Em 1976, o escritor norte-americano Alex Haley, de raça negra, publicou uma obra que se tornou rapidamente best-seller: "Roots" - Raízes. Haley foi militar, serviu na Marinha norte-americana e, quando passou para a reserva, aos 37 anos de idade, estabeleceu-se como jornalista e escritor razoavelmente bem sucedido.
Haley recordava-se da tradição oral existente na sua família, a ele transmitida por algumas tias velhas que se lembravam de terem ouvido contar que um ancestral da família fora capturado na África, quando se afastara da aldeia nativa para cortar um tronco de árvore e fabricar um tambor.

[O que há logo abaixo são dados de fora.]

PR #3446, opened 2024-01-31
Add "bookmarks" to manifest.json as it now required in nightly builds

adderek:
Recent update of firefox nightly broke the extension. Currently permission "bookmarks" is required.


piroor:
I close this because this change is needless on TST 3.9.22 and later.

PR #3753, opened 2025-06-13
Fix contextTab error on sidebar right-click on free space

joanbm:
Due to the recent changes by commit 973555f0b147 ("Invoke commands in fake context menu correctly"), right-clicking on free sidebar space then selecting an option of the context menu (e.g. "Reopen Closed Tab") causes a 'contextTab is null' error, since the context menu wasn't opened over any tab, but the changes assume `contextTab` isn't null.

tstbug25

Fix it by tolerating a null `contextTab`.


piroor:
Thanks!

PR #3763, opened 2025-06-24
Updated translations for 'uk': Ukrainian (Українська):

Taron-art:
Hi.

I've tried to partially update the translation using WET. It looks different (contains hashes). Is it OK? It is hard to compare changes. Hope this works, thanks.


piroor:
Thanks a lot!

PR #3769, opened 2025-07-05
Update Ukrainian translation

Taron-art:
Hello.

Thanks for approving the previous PR, I've created some more updates. Plan to continue may be next weekend. Sorry for a non-complete PRs, I cannot properly save and continue on WET (or, most probably, do not know how :) ).


piroor:
Thanks again!

PR #3770, opened 2025-07-06
Fix container assignment for extra tab contents below tabs

emmanuel-ferdman:
## PR Summary
This small PR fixes a bug routing 'tab-above' content to below-container instead of above-container.


piroor:
Thanks!

PR #3832, opened 2026-02-09
Fix bugs in tree-structure restoration and progress tracking

tkng:
Fix three bugs in `webextensions/background/tree-structure.js` related to tab restoration and progress tracking.

### 1. "Undo Close Tabs" never triggered for multiple tabs

`Array.prototype.filter()` returns an array, but the result was compared directly as `countToBeRestored > 0`. Since comparing an array to a number always evaluates to `false`, `tryRestoreClosedSetFor()` was never called. Added the missing `.length` property access.

### 2. Wrong progress calculation during tab restoration

`Math.round(maxCount - count / maxCount * 100)` was evaluated as `maxCount - ((count / maxCount) * 100)` due to operator precedence, producing incorrect progress values. Fixed to `(maxCount - count) / maxCount * 100`.

### 3. Dead condition in Tab.onRemoved listener

`mRecentlyClosedTabs` was cleared to `[]` and then immediately checked with `.length > 1`, so `newlyRestorable` was always `false`. The condition `currentlyRestorable != newlyRestorable` only passed when `currentlyRestorable` was `true`, dispatching `false` — which was the correct value but via unnecessarily convoluted logic. Simplified to directly check the pre-clear state.

### DIFF
--- a/webextensions/background/tree-structure.js
+++ b/webextensions/background/tree-structure.js
@@ -452,7 +452,7 @@ Tab.onRestored.addListener(tab => {
             UserOperationBlocker.unblockIn(tab.windowId, { throbber: true });
           }, 0);
 
-          const countToBeRestored = mRecentlyClosedTabs.filter(tab => !mRestoredTabIds.has(tab.uniqueId));
+          const countToBeRestored = mRecentlyClosedTabs.filter(tab => !mRestoredTabIds.has(tab.uniqueId)).length;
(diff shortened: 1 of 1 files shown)


piroor:
Thanks!

BTW, please send PRs for each topic at the next chance, instead of a single PR containing multiple different topics, if possible. I maintain the changelog based on summaries of git log, so I accidentally miss detailed topics from multi-topics commits.

Issue #3881, opened 2026-03-05
[Bug] Tab Label text-alignment/direction and overflow behavior doesn't match native tab bar


tcbbd:
## The overflow issue

When the tab label is too long, it fades out. Simple and elegant. But what if the tab label is in arabic? It turns out we must consider the text direction of tab label.

TST handles the overflow quite well if the browser language is LTR. But if we change the browser language to RTL, we get this:

<img width="2844" height="1775" alt="Image" src="https://github.com/user-attachments/assets/6cbece3d-873c-4fe9-b283-a7c31fdd4751" />

Notice that the native tab bar recognizes the text direction of tab label, and let the label fade naturally. But TST cannot do that. The fading effect changes according to text direction, but the text itself doesn't. It seems we need to set `direction: ltr` for overflowing LTR labels to match the native tab bar.

## The general text alignment/direction issue

This is an off topic from #3869. In that post, I said that as we plan to change the position/alignment and possibly text direction of collapsed members counter, we may also want to consider the same thing for all other tab labels. After some investigation, I found that the native tab bar behaves this way:

- If the browser language is LTR
  - RTL tab labels are set to rtl text direction, so the text aligns to right
- If the browser language is RTL
  - LTR tab labels are not set to ltr text direction,  so the text aligns to right
  - unless the tab label overflows, in which case it is set to ltr text direction, so that the fading looks natural.

When the browser language is LTR, TST only sets RTL tab labels to rtl text direction when they overflow. This doesn't match native tab bar. And when the browser language is RTL, we should set LTR tab group labels to ltr text direction, otherwise it looks ugly as shown in the screenshot.

---

In #3869, I got the idea that the tab label alignment can be designed to change according to sidebar side. A possible design could be like:

- When sidebar style is left side, align all tab labels to left, whether it's LTR or RTL
- When sidebar style is right side, align all tab labels to right, whether it's RTL or LTR
- If the tab label overflows, set the text direction according to its content

But clearly, this does not match native tab bar behavior. If we want to match native tab bar in some sense, it could be like this:

- When sidebar style is left side, we treat the tab labels as if the browser language is LTR
  - LTR labels align to left, RTL labels align to right
- When sidebar style is right side, we treat the tab labels as if the browser language is RTL
  - LTR and RTL labels all align to right

[...]

Issue #3869, opened 2026-02-27
[Bug] Tab groups are interwoven when partially collapsed (Edit: plus other tab group issues)


tcbbd:
## Steps to reproduce

1. Create 2 tab groups, say group A and group B.
2. Open some tabs in each group.
3. Select a tab in group A, and fold group A.

## Expected result

Group B follows Group A.

## Actual result

Group A and Group B are interwoven:

https://github.com/user-attachments/assets/d7da29bb-0dcb-45b7-9f62-12f2798a27e4

## Environment

 * Platform (OS): Windows 11
 * Version of Firefox: 148.0 Stable
 * Version (or revision) of Tree Style Tab: 4.2.9

tcbbd:
Btw, it seems that the right side layout is for RTL scripts. But tab group labels are left aligned instead of right aligned. If I understand correctly, they should be right aligned for an RTL layout.

<img width="512" height="573" alt="Image" src="https://github.com/user-attachments/assets/55c91b36-40b2-4907-bb5a-8e656825f269" />

tcbbd:
Another bug:

https://github.com/user-attachments/assets/18d65180-276f-4489-a46d-853e72043ebd

As you can see, the group always shows "+5" as  the number of hidden tabs. It cannot reflect the change of shown/hidden tabs. I think this is not desired and should be considered a bug.

piroor:
Thank you for reporting! The bug about wrong position of the collapsed members counter has been fixed with recent commits.

However I've not reproduced the wrong alignment issue, with Firefox ESR140(ar) + TST latest development build. Screenshot:
<img width="1049" height="827" alt="Image" src="https://github.com/user-attachments/assets/e86e0325-126e-4b1a-8c5b-1bf018e30255" />
Could you try the latest development build?: https://github.com/piroor/treestyletab?tab=readme-ov-file#development-builds

tcbbd:
Interesting. It works if I change the browser language to arabic.

It seems that for RTL scripts, its logic is: Tab group label always align to right + Sidebar style always right side. For LTR scripts, its logic is: Tab group label always align to left + Sidebar style depends on the side (left for left side, right for right side). If you choose left side sidebar style manually for RTL scripts, the alignments of tab groups and tabs will mismatch.

[...]

PR #3888, opened 2026-03-17
Various stylesheet fixes (#3869 #3881)

tcbbd:
The stylesheet tweaks for #3869 and #3881 as requested, plus some more fixes.

### DIFF
--- a/webextensions/sidebar/styles/photon/base.css
+++ b/webextensions/sidebar/styles/photon/base.css
@@ -76,7 +76,8 @@ tab-item.pinned tab-item-substance {
 :root.regular .after-tabs [role="button"]:not([data-menu-ui]) {
   padding-inline-end: 0.35em;
 }
-:root.regular tab-item:not(.pinned)[data-parent-id] tab-item-substance {
+:root.regular tab-item:not(.pinned)[data-parent-id] tab-item-substance,
+:root.regular tab-item:not(.pinned)[data-group-id]:not([data-group-id="-1"]) tab-item-substance {
   border-inline-start-width: 1px;
 }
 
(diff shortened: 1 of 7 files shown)


tcbbd:
And I think it looks better if we remove this `padding: 0` for Classic Sidebar theme:

```css
tab-item[type="group"] {
  tab-item-substance,
  .ui {
    padding: 0 !important;
  }
```

Because if we have round corners, we should also add some padding space. Zero padding space works better with square corners. But I'm not sure whether it is intentionally set to 0, so I didn't touch this line.

webextensions/sidebar/styles/photon/base.css
```diff
@@ -32,6 +32,10 @@ tab-item[type="group"] {
     padding: 0 !important;
   }
 
+  tab-item-substance {
+    z-index: 110;
```
piroor: This should be a relative value like `calc(var(--tab-base-z-index) + 10)` if it aims to be larger than the z-index of regular tabs always.

tcbbd: Fixed.

piroor:
> And I think it looks better if we remove this `padding: 0` for Classic Sidebar theme:
> 
> ```css
> tab-item[type="group"] {
>   tab-item-substance,
>   .ui {
>     padding: 0 !important;
>   }
> ```
> 
> Because if we have round corners, we should also add some padding space. Zero padding space works better with square corners. But I'm not sure whether it is intentionally set to 0, so I didn't touch this line.

I'm OK to remove this. I ordinary use TST + Firefox on Windows with Proton, so sometimes nonsense rules may be left in Sidebar and Photon...

tcbbd:
> I'm OK to remove this. I ordinary use TST + Firefox on Windows with Proton, so sometimes nonsense rules may be left in Sidebar and Photon...

I use Photon daily. Just to ensure the changes don't break any theme, I checked all the themes.

piroor:
Thanks a lot!

SteveOnorato:
Nothing critical, I have a workaround, but I just wanted to flag that I think this caused a minor regression for my configuration: https://github.com/piroor/treestyletab/discussions/3905

PR #3934, opened 2026-06-12
Add remove-tab-keeping-children API for helper addons

### LINKED ISSUE #3933: API request: close a parent tab while preserving children (without requiring visual expansion)
Hello, I'm the developer of [Duplicate Tabs Closer (DTC)](https://github.com/Peuj/duplicate-tabs-closer), an extension that automatically detects and closes duplicate browser tabs.

## The problem

When DTC closes a duplicate tab that is also a TST parent with collapsed children, TST cascade-closes all descendants together with the parent. This is TST's correct default behavior, a collapsed parent closing takes its children with it, but not expected by the user.

DTC's current workaround is a two-step sequence:
1. Call `{ type: "expand-tree", tab: tabId }` to expand the collapsed parent
2. Close the parent tab via `browser.tabs.remove()`

After step 2, TST sees an expanded parent being removed and correctly auto-promotes the first child as the new root parent of the remaining siblings. The children survive.

## The limitation of the workaround

This approach has three drawbacks:

1. **Two IPC round-trips** (`get-tree` to detect collapsed children, then `expand-tree`) instead of one
2. **Visual flash**: children briefly appear visible in the TST sidebar before the parent disappears, which is noticeable to the user
3. **Timing dependency**: the close fires immediately after the `expand-tree` IPC resolves; any internal TST async processing between those two steps is a potential race

## The request

A new API message (or a flag on an existing command) that tells TST: "Close this tab, but apply the expanded-parent behavior when handling its children, auto-promote them instead of cascade-closing them, regardless of their current collapse state."

Something like:
```js
await browser.runtime.sendMessage("treestyletab@piro.sakura.ne.jp", {
  type: "remove",
  tab: tabId,
  keepChildren: true   // or: closeDescendants: false
});
```

This would let DTC express its intent in a single atomic call, without needing to orchestrate TST's visual state first.

## Current implementation

DTC already ships the `expand-tree` workaround as of version 4.2.1. The relevant code is in [`tst.js`](https://github.com/Peuj/duplicate-tabs-closer/blob/master/tst.js). Happy to update it to use a cleaner API if one becomes available.

BTW, thank you for TST, it's a mandatory extension for me since a long time now!

Peuj:
Closes #3933

Adds a new external addon API message type `remove-tab-keeping-children`
that allows helper addons to close a parent tab while promoting all its
children, without the visual expand/collapse flash of the current
expand-tree + remove two-step approach.

## How it works

The handler (in `onMessageExternal`):
1. Finds children of the target tab via native `openerTabId`
2. Updates each child's `openerTabId` to the grandparent (or self if tab
   is a root) before removing the parent
3. Calls `browser.tabs.remove()` on the parent

This is pure Firefox API with no dependency on TST's internal tree
tracking state, so it works regardless of whether TST auto-attached
the children.

## Usage

```js
browser.runtime.sendMessage('treestyletab@piro.sakura.ne.jp', {
  type: 'remove-tab-keeping-children',
  tab:  tabId,          // or tabs: [tabId1, tabId2]
});
```

Returns `true` on success.

## Tests

Two new tests added in `test-close-parent-behavior.js`:
- `testRemoveTabKeepingChildrenWithCollapsedSubtree`
- `testRemoveTabKeepingChildrenWithExpandedSubtree`

Both pass. No regressions vs clean trunk.


webextensions/background/handle-misc.js
```diff
@@ -1,1167 +1,1188 @@
-/*
-# This Source Code Form is subject to the terms of the Mozilla Public
-# License, v. 2.0. If a copy of the MPL was not distributed with this
-# file, You can obtain one at http://mozilla.org/MPL/2.0/.
-*/
+/*
```
piroor: Too much diff - it looks to be caused by changed line-endings (LF => CR+LF) happened by mixed line-endings unexpectedly introduced by me.  Could you uniform line-endings with LF?

Peuj:
Sorry about that. core.autocrlf=true on my machine caused the whole file to be converted to CRLF when I edited it. Should be fixed now.

webextensions/background/handle-misc.js
```diff
@@ -1109,6 +1109,27 @@ function onMessageExternal(message, sender) {
...
 
+    case TSTAPI.kREMOVE_TAB_KEEPING_CHILDREN:
+      return (async () => {
+        const tabs = await TSTAPI.getTargetTabs(message, sender);
+        for (const tab of tabs) {
+          if (!TabsStore.ensureLivingItem(tab))
+            continue;
+          // Re-parent children via native openerTabId BEFORE removing, so treeStructure() sees correct state.
+          // TST uses openerTabId == tab.id as a self-reference to signal "no opener", treat that as null.
+          const allWindowTabs = await browser.tabs.query({ windowId: tab.windowId });
```
piroor: I think you should detach children of the tab with `Tree.detachAllChildren()`, like as:

```javascript
const behavior = TreeBehavior.getParentTabOperationBehavior(tab, {
  context: Constants.kPARENT_TAB_OPERATION_CONTEXT_CLOSE,
}) :
await Tree.detachAllChildren(tab, {
  broadcast: true,
  behavior,
});
```

`TreeBehavior.getParentTabOperationBehavior()` returns a behavior code based on user preferences, and `Tree.detachAllChildren()` operates tree gracefully, for example it promotes the first child tab as the new parent.

Peuj:
Good point, using TST's own tree operations is much cleaner. Updated to use Tree.detachAllChildren with PROMOTE_ALL_CHILDREN behavior, which handles the collapsed subtree case automatically too.

Peuj:
After digging into the test setup, I found that the test creates tabs with openerTabId but autoAttachOnOpenedFromExternal=kNEWTAB_DO_NOTHING, so TST's $TST.children is empty and Tree.detachAllChildren has nothing to operate on. The tree structure in the tests is measured via native openerTabId (treeStructure() checks tab.openerTabId first), so updating openerTabId directly is the correct approach here.

If you would like both approaches (native openerTabId for compatibility + Tree.detachAllChildren when $TST children are populated), happy to add that too.

piroor:
I've introduced some more changes to refine the API with the PR #3952 which alternates this PR, thus I close this. Thank you for the base implementation!

PR #3941, opened 2026-07-26
Fix typos in en locale

scrypt-kitty:
Six user-visible English strings in `webextensions/_locales/en/messages.json` contain misspellings or subject–verb agreement errors. This PR corrects only those, with no other changes.

| Key | Before | After |
|---|---|---|
| `sentTabs_notification_message` | "**Tabs is** sent to $DEVICE$" | "Tab is sent to $DEVICE$" |
| `config_syncRequirements_description` | "activate Firefox Sync with **ther** browser's options" | "with the browser's options" |
| `config_requireBookmarksPermission_tooltiptext` | "request **an required** permission" | "a required permission" |
| `config_autoDiscardTabForUnexpectedFocus_label` | "when tabs are **accidentaly** focused" | "accidentally focused" |
| `config_tabDragBehavior_noteForDragstartOutsideSidebar` | "When a **parent tabs is** dragged" | "When a parent tab is dragged" |
| `config_externaladdonpermissions_description` | "even if the extension **ifself** is forbidden" | "the extension itself" |

### On `sentTabs_notification_message`

This one is singular, not plural. `common/sync.js` picks the message key by appending a `_multiple` suffix, and the sibling `sentTabs_notification_message_multiple` already reads "Tabs **are** sent to $DEVICE$" — so this slot is the one-tab case and the fix is "Tab is sent", not "Tabs are sent".

### Misspelled keys left alone deliberately

Some option *keys* are also misspelled, but renaming them would break existing installs, so they are untouched here:

- `sidebarPositionRighsideNotificationShown` — a persisted config, also referenced by `background/migration.js`
- `autoExpandOnLongHoverRestoreIniitalState` — a persisted config
- `tabbar_newTabWithContexualIdentity_*` — not a config, but renaming it would orphan the key in the eight other locales

### Verification

- The file parses as JSON and the key count is unchanged (813 before and after).
- The key set is byte-identical to `trunk`, so no translation in any other locale is orphaned. No other locale files are touched.
- Only these six `message` values differ from `trunk`.

Found while reviewing Waterfox's vendored copy of TST (BrowserWorks/waterfox#4324). Two other typos from that review — `conetnt` and `broat` — are already fixed here in eb2ff88d0 and fdfc45a9e; that fork is simply carrying an older snapshot.

### DIFF
--- a/webextensions/_locales/en/messages.json
+++ b/webextensions/_locales/en/messages.json
@@ -224,7 +224,7 @@
   "syncAvailable_notification_message": { "message": "Tabs can be transferred between your devices. Please click here to set an identifiable name to this device." },
   "syncAvailable_notification_message_linux": { "message": "Tabs can be transferred between your devices. Please click the button to set an identifiable name to this device." },
   "sentTabs_notification_title":            { "message": "\u200b" },
-  "sentTabs_notification_message":          { "message": "Tabs is sent to $DEVICE$",
+  "sentTabs_notification_message":          { "message": "Tab is sent to $DEVICE$",
     "placeholders": {
       "DEVICE": { "content": "$1", "example": "Firefox on Device X" }
     }},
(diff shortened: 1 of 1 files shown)


piroor:
Thanks!

piroor:
>     * `sidebarPositionRighsideNotificationShown` — a persisted config, also referenced by `background/migration.js`

This is left just for migration, so we need to keep it with typo.

>     * `autoExpandOnLongHoverRestoreIniitalState` — a persisted config

This typo has been fixed with the commit dc9f2b5.

>     * `tabbar_newTabWithContexualIdentity_*` — not a config, but renaming it would orphan the key in the eight other locales

This typo has been fixed with the commit 6ad49a6.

A tradição oral da família conservava o nome africano desse ancestral - Kunta Kinte -, o seu nome adotado nos Estados Unidos - Toby -, os nomes dos primeiros senhores que o escravo Kunta Kinte-Toby teve na América, algumas palavras e expressões do idioma africano, passados de geração em geração, e a lembrança de alguns poucos episódios da vida desse escravo.
A partir desses dados fragmentários e graças a uma bolsa que recebeu da editora do Reader's Digest, Haley pôde se dedicar à busca de suas raízes. Fez viagens à África, à Inglaterra, a diversos pontos dos Estados Unidos, consultou especialistas, arquivos, jornais da época em que os vários fatos se passaram. No total, pesquisou em 57 arquivos ou bibliotecas de três continentes, e levou, na pesquisa e na redação do livro, nada menos que 12 anos.
Inicialmente, graças a especialistas em idiomas africanos, ele conseguiu localizar o grupo linguístico a que correspondiam as palavras e expressões africanas de que se conservara a lembrança; conseguiu depois situar aproximativamente a região de onde deveria provir seu ancestral - as margens do rio Gâmbia - e, viajando para a Gâmbia, soube que Kinte era um nome muito frequente em duas aldeias do interior do país, as quais, segundo a tradição oral, haviam sido fundadas séculos atrás por dois irmãos, membros de um mesmo clã.
Haley procurou essas aldeias e, numa delas, teve uma longa conversação, por meio de um intérprete, com um griot. Os griots são cantadores que, de memória e por tradição oral, cantam a história das aldeias, dos clãs negros, das sucessivas gerações de seus moradores. Cada griot tem discípulos que ouvem a cantoria do mestre, aprendem-na de cor, e passam para a frente aquele precioso repositório de tradição não escrita. Quando um griot morre sem deixar discípulos é como se um arquivo inteiro tivesse sido destruído por um incêndio.
O griot consultado por Haley, após horas rememorando a história dos Kintes de passadas eras, chegou a um ponto em que, "quando os soldados do rei branco chegaram", um jovem, chamado Kunta, tendo saído para derrubar uma árvore a fim de fazer um tambor, desaparecera. Haley, emocionado, somente então abriu seu caderninho de notas cuidadosamente catalogadas, e mostrou que aquilo coincidia exatamente com o ponto inicial de sua pesquisa, ou seja o que ouvira das velhas tias. Quando traduziram para o griot o que dizia o norte-americano, o bardo abriu um largo sorriso. Houve então uma espécie de cerimônia, com danças tradicionais, e o distante membro do clã Kinte foi solenemente reintroduzido na sociedade tribal à qual sua família, embora distante, jamais deixara de pertencer. É o momento mais emocionante do livro.
Posteriormente, com base em registros da marinha inglesa e dos censos norte-americanos, Haley conseguiu documentar o histórico de sete gerações de sua família, desde Kunta Kinte até ele próprio, e escreveu um livro um tanto romanceado sobre as aventuras de seu pentavô.
Esse livro fez um sucesso extraordinário e teve inúmeras edições, em muitas línguas. No Brasil, foi publicado pela Record com o título de "Negras Raízes". Já em 1977 foi transformado em filme e depois em seriado de televisão. Na TV norte-americana, imediatamente se tornou recordista absoluto de audiência, conseguindo 130 milhões de telespectadores. Tanto o livro quanto o filme receberam diversos prêmios.
Embora haja quem pense que em Raízes o elemento ficção prepondere bastante sobre o elemento pesquisa genealógica, o fato é que esse livro contribuiu muito para despertar, em inúmeras pessoas, o gosto pela pesquisa das próprias raízes ancestrais.
Armando Alexandre dos Santos é doutor na área de Filosofia e Letras, membro da Academia Piracicabana de Letras e do IHGP.